Embracing complexity in health disparities

Complex systems science provides a way forward in addressing health disparities research, policy, and practice. Researchers and policymakers can use complex systems approaches to explore interacting mechanisms and answer new kinds of questions concerning why observed levels of health disparities occur, which effect pathways or leverage points might matter most, why past or existing policies and interventions have observed effects in a given context, and how novel proposed policies or interventions might affect different communities (including heterogeneous effects and unintended negative consequences). In short, we can address questions about what works, for whom, and why.

For example, our research has shown that observed physical activity patterns are generated by a combination of individual, social, and environmental factors. People’s exercise behaviors are inextricably intertwined: they are more likely to engage in these activities when others do as well because of additional opportunities (e.g. the presence of casual ball games or running groups), social influence (e.g. following the example of friends and family), and collective effects on the built environment (e.g. demand for safe bike lanes in a community). Strategies that explicitly incorporate this insight can be much more effective than ones that concentrate solely on individual-level factors such as information and motivation.

To achieve this wide-angle perspective, complex systems science incorporates a variety of emerging research tools and techniques, including both qualitative and quantitative methodology (and synergistic combinations of both).
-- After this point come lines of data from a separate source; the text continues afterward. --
PR #1998, opened 2026-05-12
feat(agents): add AIAgentStorage to Persistence feature

EugeneTheDev:
Extends agent checkpoints to include AIAgentStorage contents, so custom key-value data is saved and restored when resuming from a checkpoint. Values not serializable by the configured serializer are silently dropped.
  
  Storage refactor to support serialization:
  - AIAgentStorageKey now carries a TypeToken and uses name-based equality. Kotlin callers use the new inline reified createStorageKey<T>(name); Java callers use createStorageKey(name, TypeToken.of(...)).
  - AIAgentStorageImpl maintains a typed map and a serialized map side-by-side — deserialization is lazy (values are decoded on first access).
  - AIAgentStorage now requires a JSONSerializer
  - New API: toSerializedMap(), putAllSerialized(), putAll(other: AIAgentStorage). copy() promoted to public. toMap() removed.

  BREAKING:
  - AIAgentStorageKey equality changed from referential to name-based.
  - AIAgentStorageAPI.toMap() removed — use toSerializedMap() or putAll(other).
  - AIAgentStorage() no-arg constructor replaced by AIAgentStorage(serializer).
  - runFromCheckpoint parameter renamed from agentInput to input.

### DIFF
--- a/agents/agents-core/src/commonMain/kotlin/ai/koog/agents/core/agent/AIAgentRunSessionImpl.kt
+++ b/agents/agents-core/src/commonMain/kotlin/ai/koog/agents/core/agent/AIAgentRunSessionImpl.kt
@@ -60,7 +60,7 @@ internal class AIAgentRunSessionImpl<Input, Output, TContext : AIAgentContext>(
 
         when (sessionInputs) {
             is AdditionalInputs.None -> {}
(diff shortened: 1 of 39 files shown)


Rizzen (approved):
Sterk werk

PR #2000, opened 2026-05-12
build: set up `isBeta` extra property for all gradle subprojects

EugeneTheDev:
We've agreed on the new versioning scheme that will separate between "stable" and "beta" modules. "beta" modules will contain experimental APIs, and to distinguish between "stable" and "beta", "beta" modules will get a "-beta" postfix in their version, e.g. "1.0-beta".

To simplify maintenance, `isBeta` extra property is introduced for all Koog modules. Now, there's no need to configure `group` and `version` manually in each module, these are controlled centrally. To mark a module as experimental, one can simply set the following somewhere in the root of a module's `build.gradle.kts`:
```
val isBeta by extra(true)
```

### DIFF
--- a/agents/agents-features/agents-features-a2a-server/build.gradle.kts
+++ b/agents/agents-features/agents-features-a2a-server/build.gradle.kts
@@ -1,7 +1,5 @@
 import ai.koog.gradle.publish.maven.Publishing.publishToMaven
 
-group = rootProject.group
-version = rootProject.version
 
 plugins {
     id("ai.kotlin.multiplatform")
--- a/a2a/a2a-client/build.gradle.kts
+++ b/a2a/a2a-client/build.gradle.kts
@@ -1,7 +1,6 @@
 import ai.koog.gradle.publish.maven.Publishing.publishToMaven
 
-group = rootProject.group
-version = rootProject.version
+val isBeta by extra(true)
 
 plugins {
     id("ai.kotlin.multiplatform")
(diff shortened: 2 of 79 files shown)


EugeneTheDev:
Next steps:
1. Go through all the modules and mark some of them as beta (currently only A2A SDK modules are marked as beta, just to give an example)
2. Implement a check in `koog-agents` to make sure that all-in-one dependency doesn't bring beta modules

agents/agents-features/agents-features-a2a-server/build.gradle.kts
```diff
@@ -1,7 +1,5 @@
 import ai.koog.gradle.publish.maven.Publishing.publishToMaven
 
-group = rootProject.group
-version = rootProject.version
```
Ololoshechkin, line 4: Don't we need this?

Ololoshechkin (approved):
Solid work!
@EugeneTheDev please test TC publication from a branch :)

Ololoshechkin:
@EugeneTheDev to make it fair test, feel free to create `0.9.0` branch, set the main version to `0.9.0-test` and verify that everything will be published as `0.9.0-test` and `0.9.0-test-beta`, respectively. WDYT?

agents/agents-features/agents-features-a2a-server/build.gradle.kts
EugeneTheDev: As I wrote in the PR description, it's now controlled centrally, from the root `build.gradle.kts` https://github.com/JetBrains/koog/pull/2000/changes#diff-c0dfa6bc7a8685217f70a860145fbdf416d449eaff052fa28352c5cec1a98c06R79

EugeneTheDev:
Tried to publish test version, it worked as expected, so I'm merging it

In our chapter of the NIH publication, we provide an overview of when and how to use these approaches, highlighting topics such as the importance of selecting methods that are appropriate for specific research goals, the role of theory and data, assembling an effective research team, and communicating findings to policymakers and other stakeholders.
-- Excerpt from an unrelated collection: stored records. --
PR #2011, opened 2026-05-14
build!: Split modules into stable and beta

Ololoshechkin:


VERSIONING.md
```diff
@@ -0,0 +1,161 @@
...
+A stable module at version `X.Y.Z` is always compatible with a beta module at version `X.Y.Z-beta` (and vice versa). All modules can be updated in sync.
+
+### Umbrella Modules
+
+| Module | Version | Contents |
+|--------|---------|----------|
+| `koog-agents` | `1.0.0` | All stable modules (transitive) — recommended starting point |
+| `koog-agents-additions` | `1.0.0-beta` | Most beta/experimental modules (except standalone external integrations) |
+
+### Module Versions
```
EugeneTheDev, line 59: Let's probably skip detailed list of module version: it's gonna be a hassle to maintain. Let's keep two more concise lists instead: stable modules and beta modules, as a simple bullet list. The version should be evident from the description above

EugeneTheDev (approved):

VERSIONING.md
Ololoshechkin: It's easy to mantain -- just run ./gradlew listModules and give it to an agent

EugeneTheDev: That's true, but the question is more like how much benefit does it provide? IMHO it's not much worse to just list the modules, the version is usually visible at the top of the README. We can add another badge for beta versions too. But that's just a suggetion, feel free to dismiss it

Ololoshechkin: Let's keep it as is now -- to educate folks (and AI agents) for the start

PR #2013, opened 2026-05-15
fix(agents): support sealed type outputs in subgraphWithTask

### LINKED ISSUE #1941: Support sealed type outputs in subgraphWithTask
Currently, `subgraphWithTask` uses tool calling to get the final structured result. It seems that tool arguments don't support sealed types yet. So a code like this `subgraphWithTask<String, MySealedInterface>` fails.

qflen:
Closes #1941

`FinishTool` (the internal tool that `subgraphWithTask<Input, Output>` uses to carry the structured result) generates its schema via `kotlinx-schema-generator-json`. 

For a sealed `Output` two things stacked: 

- `JsonSchema.toActualPropertyDefinition` only dispatched on `type` and dropped the `oneOf` that the generator emits for polymorphic top-level schemas
- FinishTool requested `includePolymorphicDiscriminator = false`, so even the per-branch schemas omitted the `type` const that kotlinx-serialization needs to decode back into a sealed instance. 

The combined effect: `subgraphWithTask<String, MySealedInterface>` advertised an empty `result` Object to the LLM and could not decode whatever it returned.

The converter now prefers `oneOf`/`anyOf` when present, and FinishTool generates its schema with the discriminator enabled. Other tools keep `defaultJsonSchemaConfig` unchanged. 

OpenAI and Google emit the resulting `anyOf` directly, and Anthropic's pre-existing "AnyOf type is not supported" limitation continues to apply there.

New tests pin the converter at the schema layer, the FinishTool descriptor and round-trip, and the end-to-end behavior through `subgraphWithTask` with a raw `PromptExecutor` returning the polymorphic JSON.


agents/agents-tools/src/commonTest/kotlin/ai/koog/agents/core/tools/schema/SealedTopLevelSchemaTest.kt
```diff
@@ -0,0 +1,80 @@
...
+import ai.koog.serialization.typeToken
+import kotlinx.schema.generator.json.JsonSchemaConfig
+import kotlinx.serialization.SerialName
+import kotlinx.serialization.Serializable
+import kotlin.test.Test
+import kotlin.test.assertEquals
+import kotlin.test.assertTrue
+
+@OptIn(InternalAgentToolsApi::class)
+class SealedTopLevelSchemaTest {
```
EugeneTheDev: I would suggest a few things here:
1. Let's put these tests directly into existing `SerializableSchemaGeneratorTest` . It would make referencing and maintaining tests easier
2. Let's make the tests themselves a bit more straightforward. Currently you have several asserts and a custom logic to validate the correctness of the generated tool descriptor. I suggest using the same pattern as the existing `SerializableSchemaGeneratorTest` tests and just doing a single assert, matching on a full expected tool descriptor.

agents/agents-core/src/commonTest/kotlin/ai/koog/agents/ext/agent/AIAgentSubgraphFinishToolTest.kt
```diff
@@ -91,4 +94,60 @@ class AIAgentSubgraphFinishToolTest {
...
+        data class B(val number: Int) : SealedOutput
+    }
+
+    @Test
+    fun `generates ToolDescriptor for sealed output with anyOf and discriminator`() {
+        val finishTool = FinishTool<SealedOutput>(typeToken<SealedOutput>())
+        val resultParameter = finishTool.descriptor.requiredParameters.single { it.name == "result" }
+
+        val anyOf = resultParameter.type
+        check(anyOf is ToolParameterType.AnyOf) {
```
EugeneTheDev: The same thing here about just doing a single full assert

EugeneTheDev (changes requested):
The implementation looks good, thank you. I have a few minor comments on tests

qflen:
Thanks, pushed changes.

agents/agents-features/agents-features-opentelemetry/src/jvmTest/kotlin/ai/koog/agents/features/opentelemetry/feature/span/OpenTelemetryInferenceSpanTest.kt
```diff
@@ -553,7 +553,10 @@ class OpenTelemetryInferenceSpanTest : OpenTelemetryTestBase() {
         assertFalse(exception is CancellationException, "Unexpected cancellation exception")
 
         testData.collectedSpans = withTimeout(10.seconds) {
-            spanExporter.isCollected.first()
+            // Wait until the root create-agent span is exported (it ends last), so all child spans are
+            // present. `first()` would return the StateFlow's current value without waiting, racing the
+            // async export and intermittently leaving filterAgentInvokeSpans() empty (flaky on Windows CI).
+            spanExporter.isCollected.first { it }
```
EugeneTheDev, line 559: Nice catch, thanks

EugeneTheDev (approved):

PR #2046, opened 2026-05-20
fix(agents): Change provider-specific SpringBoot beans to PromptExecutor

Ololoshechkin:


nomisRev (approved):

nomisRev:
Context:

In `1.0.0-beta-preview2` its required to specify `@Qualifier` for _any_ `PromptExecutor` that is injected due to all `@Bean` being typed to `MultiLLMPromptExecutor`.

```kotlin
@Service
class ChatAgentProvider(
    @Qualifier("multiLLMPromptExecutor")
    private val executor: MultiLLMPromptExecutor,
```

Instead its desired to expose just `MultiLLMPromptExecutor` for _all_ configured llm clients

```kotlin
@Service
class ChatAgentProvider(
    private val executor: MultiLLMPromptExecutor
```

And if a specific executor is required it requires _always_ qualifier.

```kotlin
@Service
class ChatAgentProvider(
    @Qualifier("openAIExecutor")
    private val executor: PromptExecutor,
```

Beyond health, towards social justice

Beyond providing a point of entry for researchers and policymakers unfamiliar with complex systems science, this work contributes to a broader conversation that is occurring among economists and other social scientists around research methodology that promotes social justice. The economic and social upheavals caused by the COVID-19 pandemic, coupled with high-profile incidents of police violence inflicted upon Black people, have made it starkly clear that there is both need and appetite for systemic reform. In the best tradition of science, many economists have committed themselves to finding ways to help with this endeavor. Alongside commendable efforts to study the potential impact of large-scale changes in policy and practice, the field is also beginning to revisit  long-standing conventions about theories, assumptions, and methods that can affect our ability to understand and address the structures that perpetuate inequalities.

Over the past several years, we have demonstrated the promising role that complex systems science can play in advancing this goal. For example, we have been able to compare how different policy approaches to tobacco retail control might affect disparities in smoking  across different racial and socioeconomic groups across settings. We have considered the possible effects of different college tuition subsidy programs (sometimes called “free college”) on equitable access to higher education. We have provided rapid-response public health guidance on effectively and equitably responding to the COVID-19 pandemic. In forthcoming work on exposure to HIV transmission, we argue that working across policy areas—specifically, coupling judicial reform with public health interventions—is a promising way to reduce pervasive disparities. And finally, we explore ways in which complex systems science can productively be applied to tackle large-scale, deeply entrenched problems affecting billions of people worldwide by considering the dynamic intersection between obesity, undernutrition, and climate change.

The way forward for researchers and policymakers seeking to reduce health disparities and ultimately move toward a more just society has historically been confounded by complexity. Perspectives and tools derived from complex systems science can reveal new avenues for substantive progress.